YOUR INSTRUCTIONS
When a line below holds the string "reference", show that line.

■ ■ ■

PR #5691, opened 2026-07-23
PMM-13860: finalize HA Overview dashboard

fabio-silva:
Ticket number: PMM-13860

Screenshot 2026-07-28 at 15 38 39
Screenshot 2026-07-28 at 15 38 51
Screenshot 2026-07-28 at 15 39 01
Screenshot 2026-07-28 at 15 39 11
Screenshot 2026-07-28 at 15 39 17
Screenshot 2026-07-28 at 15 39 28
Screenshot 2026-07-28 at 15 39 34


documentation/docs/install-pmm/install-HA-clustered.md
mattiasimonato: @fabio-silva  quick question on the docs vs UI here

From what I can tell:
- this PR removes the sidebar leader item
- the Helm `release` variable looks hidden (`hide: 2`)

But the install docs still mention the sidebar leader name, and the dashboard reference still talks about using the Helm release filter.

Was that intentional (e.g. leader now only on the Overview dashboard), or should the docs/screenshot still match the old sidebar UX?

dashboards/dashboards/PMM Health/PMM_HA_Health_Overview.json
mattiasimonato, line 1: It looks like Alive/Expected is encoded as `alive * 1000 + expected`, then mapped back with a large value-mappings list (repeated across the health panels). That seems to be what makes the dashboard JSON quite large (~2MB), and it may also cap the display around `40/40`.

Was that the intended approach for showing `3/3`-style counts in Grafana?

If not, a simpler option could be:
1. **Two series in the same Stat** (`Alive`, `Expected`) with `textMode: value_and_name`
2. Or a **small overview table**: Component | Alive | Expected | Health

mattiasimonato (changes requested):

documentation/docs/install-pmm/install-HA-clustered.md
fabio-silva: @mattiasimonato thanks, I've removed the reference to Helm release and leader from the docs

dashboards/dashboards/PMM Health/PMM_HA_Health_Overview.json
fabio-silva: Thanks for the tip! I've improved the dashboard

mattiasimonato (approved):

ui/apps/pmm/src/contexts/navigation/navigation.constants.ts
```diff
@@ -790,13 +790,14 @@ export const NAV_HIGH_AVAILABILITY: NavItem = {
   id: 'high-availability',
   icon: 'cluster',
   text: 'PMM HA',
-  url: `${PMM_NEW_NAV_GRAFANA_PATH}/high-availability`,
+  url: `${PMM_NEW_NAV_GRAFANA_PATH}/d/pmm-ha-health-overview/pmm-ha-health-overview`,
 };
 
-export const NAV_HIGH_AVAILABILITY_LEADER: NavItem = {
```
matejkubinec, line 828: What's the reason for removing the leader information? In the initial design (not sure if still applies) - https://www.figma.com/design/pWEsw8pSWBFDiXIfCFaFkd/PMM-High-Availability-Groundwork?node-id=100-1716&m=dev - the dashboard link and leader info coexist.

fabio-silva: @matejkubinec yes, it was in the initial design.
However, we discussed this subject and decided to remove it for now, given the dashboard is now immediately accessible from the sidebar and tells users the leader right away.
The element with the leader didn't seem a good fit on the sidebar, so for now we will make this way.

matejkubinec (approved):

api/ha/v1beta1/ha.proto
```diff
@@ -36,6 +36,9 @@ message StatusRequest {}
 message StatusResponse {
   // Status of HA mode: "Enabled" or "Disabled".
   string status = 1;
+  // Kubernetes namespace this instance is running in. Empty if unknown
+  // (e.g. non-Kubernetes installs).
```
maxkondr: is HA supposed to be running in non-Kubernetes env?

managed/services/ha/haservice.go
```diff
@@ -208,6 +213,23 @@ func setupRaftStorage(nodeID string, l *logrus.Entry) (*raftboltdb.BoltStore, *r
...
 
+// DetectNamespace returns the Kubernetes namespace this process is running in,
+// or an empty string if it can't be determined (e.g. non-Kubernetes installs,
+// or a service account without the token automounted). Missing the file is an
+// expected, non-fatal condition, not an error worth surfacing to the user.
+func DetectNamespace(l *logrus.Entry) string {
+	return detectNamespaceAt(serviceAccountNamespaceFile, l)
+}
+
+func detectNamespaceAt(path string, l *logrus.Entry) string {
```
maxkondr: why extra func is needed here?

fabio-silva: I mistakenly pushed this, but reverted in the meanwhile

api/ha/v1beta1/ha.proto
fabio-silva: yeah, in the scope of this proto, I guess that comment doesn't make sense

mattiasimonato (approved):

PR #5694, opened 2026-07-24
PMM-15241: Restore update popup snooze using UI-owned duration after settings field removal

mattiasimonato:
Ticket number: PMM-15241

Feature build: SUBMODULES-4496

Fixes`UpdateModal` reopens after hard refresh because `useSnooze` treated an active snooze as expired.

The bug was introduced as a side effect of  [PMM-14969](https://perconadev.atlassian.net/browse/PMM-14969) / [#5394](https://github.com/percona/pmm/pull/5394) (UI upgrade removal, Jul 2026): `update_snooze_duration` was removed from the Settings API (proto fields reserved) and from managed settings models, but the UI still computed snooze validity via `settings.updateSnoozeDuration` → `parseDuration(...)`. With the field gone, duration resolved to `0ms`. Per-user persistence (`snoozedPmmVersion`, `snoozedAt`) still worked, so the popup closed in-session and reappeared after reload once user/version data finished loading.

### Solution:
stop reading `settings` for snooze duration. Use per-user snooze fields plus a UI-owned 7-day window. Gate (`DEFAULT_UPDATE_SNOOZE_DURATION_MS`) in `isUpdateSnoozeActive`.

### Cleanup:
delete dead `updateSnoozeDuration` from settings types and test stubs; remove `useSettings` / `parseDuration` from `useSnooze`.

### QA: localStorage snooze override

For QA only. Default snooze is still **7 days**. To test expiry without waiting:

```js
localStorage.setItem('pmm-ui.dev.updateSnoozeDurationMs', '10000'); // 10s
// Remind me later → wait >10s → refresh → popup should show again
localStorage.removeItem('pmm-ui.dev.updateSnoozeDurationMs'); // reset
```

[PMM-14969]: https://perconadev.atlassian.net/browse/PMM-14969?atlOrigin=eyJpIjoiNWRkNTljNzYxNjVmNDY3MDlhMDU5Y2ZhYzA5YTRkZjUiLCJwIjoiZ2l0aHViLWNvbS1KU1cifQ

## Summary by CodeRabbit

* **Bug Fixes**
  * Improved update snoozing behavior across missing data, version changes, expiration, and release timing.
  * Update prompts now remain suppressed for a default of seven days after being snoozed.

* **Configuration**
  * Added support for configuring the snooze duration through a local browser setting, with validation and a safe default.


ui/apps/pmm/src/hooks/updates.utils.test.ts
```diff
@@ -0,0 +1,114 @@
...
+        userInfo: {
+          snoozedPmmVersion: '3.1.0',
+          snoozedAt: new Date(NOW - 60_000).toISOString(),
+        },
+        now: NOW,
+      })
+    ).toBe(false);
+  });
+
+  it('returns true when the latest release is younger than one hour', () => {
```
fabio-silva, line 107: Not sure I understand this test. The description says 'younger than one hour' but the release is (1 week + 60secs) old. Should we be testing a release that's actually one hour old (i.e. NOW - 60_000) or is the description misleading?

ui/apps/pmm/src/hooks/updates.utils.ts
```diff
@@ -0,0 +1,38 @@
...
+}): boolean => {
+  if (!latest || !userInfo) {
+    return true;
+  }
+
+  if (
+    latest.timestamp &&
+    now - new Date(latest.timestamp).getTime() < SHOW_UPDATE_MODAL_AFTER_MS
+  ) {
+    return true;
```
fabio-silva, line 42: I think this is not correct.
Even though there's a test that asserts "returns false when the user has never snoozed", that test suite's release version has a null timestamp (which it shouldn't I believe), that's why it passes.
According to this code, if we release a version today, and assuming it has a timestamp (which it should), then the user won't see anything for a week.

fabio-silva (changes requested):

ui/apps/pmm/src/hooks/updates.utils.ts
```diff
@@ -0,0 +1,38 @@
+import {
+  DEFAULT_UPDATE_SNOOZE_DURATION_MS,
+  SHOW_UPDATE_MODAL_AFTER_MS,
+} from 'lib/constants';
+import { LatestInfo } from 'types/updates.types';
+import { UserInfo } from 'types/user.types';
+
+type SnoozeUserInfo = Pick<UserInfo, 'snoozedAt' | 'snoozedPmmVersion'>;
+
+export const isUpdateSnoozeActive = ({
```
fabio-silva: we probably should use three different args, not an object arg with three props

fabio-silva (changes requested):

ui/apps/pmm/src/hooks/updates.utils.test.ts
mattiasimonato: Good catch. The description was right, but the math looked confusing: it used `SHOW_UPDATE_MODAL_AFTER_MS` (1 hour, not 7 days), so the release was actually ~59 minutes old. I switched it to `NOW - 60_000` to make that obvious.

**Context:** that case covers the existing 1-hour quiet period after a new release (`SHOW_UPDATE_MODAL_AFTER_MS`). Even if the user never snoozed, we hide the popup until the release is at least 1 hour old. This test locks that in; the 7-day window is only for after clicking on **Remind me later**.

ui/apps/pmm/src/hooks/updates.utils.ts
mattiasimonato: You’re right about the fixture, default `timestamp` was `null`, so that path wasn’t really covered. Fixed: fixtures now use a realistic older timestamp.

On the duration, same as I wrote down on the previous comment: that early return uses `SHOW_UPDATE_MODAL_AFTER_MS` (1 hour), not the 7-day snooze. That’s the existing “don’t show the popup for the first hour after a release” behavior. The 7-day window only kicks in after Remind me later.

ui/apps/pmm/src/hooks/updates.utils.ts
mattiasimonato: updated to `isUpdateSnoozeActive(latest, userInfo, now?)` 👍

ui/apps/pmm/src/hooks/updates.utils.ts
fabio-silva: ah, you're right, I confused this one with `DEFAULT_UPDATE_SNOOZE_DURATION_MS`. Thanks!

fabio-silva (approved):

ui/apps/pmm/src/hooks/updates.utils.ts
mattiasimonato: no worries! all good 😄

matejkubinec (approved):

matejkubinec:
@mattiasimonato One thing that just came to mind, I think it would be good to have local storage option for an override, so the QA folks can set a lower time for the snooze duration.

mattiasimonato:
> @mattiasimonato One thing that just came to mind, I think it would be good to have local storage option for an override, so the QA folks can set a lower time for the snooze duration.

@matejkubinec Good idea. For this ticket, refresh persistence is the main risk and is covered by tests + manual check. A `localStorage` override for a shorter snooze TTL would help QA verify expiry without waiting 7 days. Happy to add that as a small follow-up (or in this PR if you prefer before merge).

matejkubinec (approved):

■ ■ ■

EXERCISE SOLUTION
But the install docs still mention the sidebar leader name, and the dashboard reference still talks about using the Helm release filter.
fabio-silva: @mattiasimonato thanks, I've removed the reference to Helm release and leader from the docs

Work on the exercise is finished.